Both Th1 and Th2 cytokines produced by NKT cells increased in the liver skewing toward a Th1 bias. The expression of the chemokine/chemokine receptor Cxcr6/Cxcl16, toll-like receptors, Ras/Rad, and PI3K/Bad signaling was upregulated after EE administration. EE also influenced bile acid synthase Cyp7a1, Cyp8b1, and tight junctions ZO-1 and Occludin, which might be associated with EE-induced cholestasis. iNKT cell deficiency (Jα18^-/- mice) robustly alleviated cholestatic liver damage and lowered the expression of the abovementioned signaling pathways.

CONCLUSION

Hepatic NKT cells play a pathogenic role in EE-induced intrahepatic cholestasis. Our research improves the understanding of intrahepatic cholestasis by revealing the hepatic immune microenvironment and also provides a potential clinical treatment by regulating iNKT cells.

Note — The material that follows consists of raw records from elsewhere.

PR #1598, opened 2026-05-27
fix(oci): propagate replication mode in recursive `replicate_artifact` calls

fabianburth:
Without this, nested indexes fail because the recursive call defaults to `REGISTRY_DEFAULTS`, losing the Accept header needed to resolve sub-indexes.

**Note for the reviewer:**
I confirmed the fix with a manual script run.

**Release note**:

```bugfix user
Support replication of nested index manifests
```

### DIFF
--- a/oci/__init__.py
+++ b/oci/__init__.py
@@ -203,6 +203,7 @@ def replicate_artifact(
                     src_image_reference=src_reference,
                     tgt_image_reference=tgt_reference,
                     oci_client=client,
+                    mode=mode,
                     annotations=annotations,
                 )
 
--- a/oci/__init__.py
+++ b/oci/__init__.py
@@ -199,12 +199,17 @@ def replicate_artifact(
 
                 logger.info(f'replicating to {tgt_reference=}')
 
+                # only propagate PREFER_MULTIARCH (preserves nested indices); never pass
+                # NORMALISE_TO_MULTIARCH as it would wrap sub-manifests in spurious index layers
+                recursive_mode = ReplicationMode.REGISTRY_DEFAULTS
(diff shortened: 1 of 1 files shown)


oci/__init__.py
```diff
@@ -203,6 +203,7 @@ def replicate_artifact(
                     src_image_reference=src_reference,
                     tgt_image_reference=tgt_reference,
                     oci_client=client,
+                    mode=mode,
```
fabianburth: if we support recursing deeper, I'm wondering whether we should also pass the `platform_filter` option along

oci/__init__.py
zkdev, line 269: what about the second recursive invocation?
I think we should be consistent here.

oci/__init__.py
zkdev: agree, without passing the platform filter the transferred artefact could become inconsistent

oci/__init__.py
fabianburth: I did think about it, but since it is behind
```
        elif media_type in (
            om.OCI_MANIFEST_SCHEMA_V2_MIME,
            om.DOCKER_MANIFEST_SCHEMA_V2_MIME,
        ):
```
I believe this being an index manifest into which we could traverse deeper is not valid.

zkdev: what if in future one would introduce a mode / filter which in fact is relevant also for single manifests?

oci/__init__.py
fabianburth: Went back on that and opted for the most conservative approach possible to avoid any unexpected side effects. Feel free to object!

TuanAnh17N (approved):

zkdev (approved):
/lgtm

Keywords: Natural killer T cell; Th1/Th2; IFN-γ; Estrogen; Cholestasis

Core Tip: In this study, we observed the production of both Th1 and Th2 cytokines by natural killer T (NKT) cells in the liver after 14 d of exposure to ethinylestradiol-induced cholestasis. The liver immune microenvironment was also skewed toward a Th1 bias mainly contributed by NKT cells. Invariant NKT cell deficiency robustly alleviated cholestatic liver damage and downregulated the associated signaling pathways, highlighting the pathogenic role and therapeutic potential of hepatic NKT cells in cholestatic liver diseases.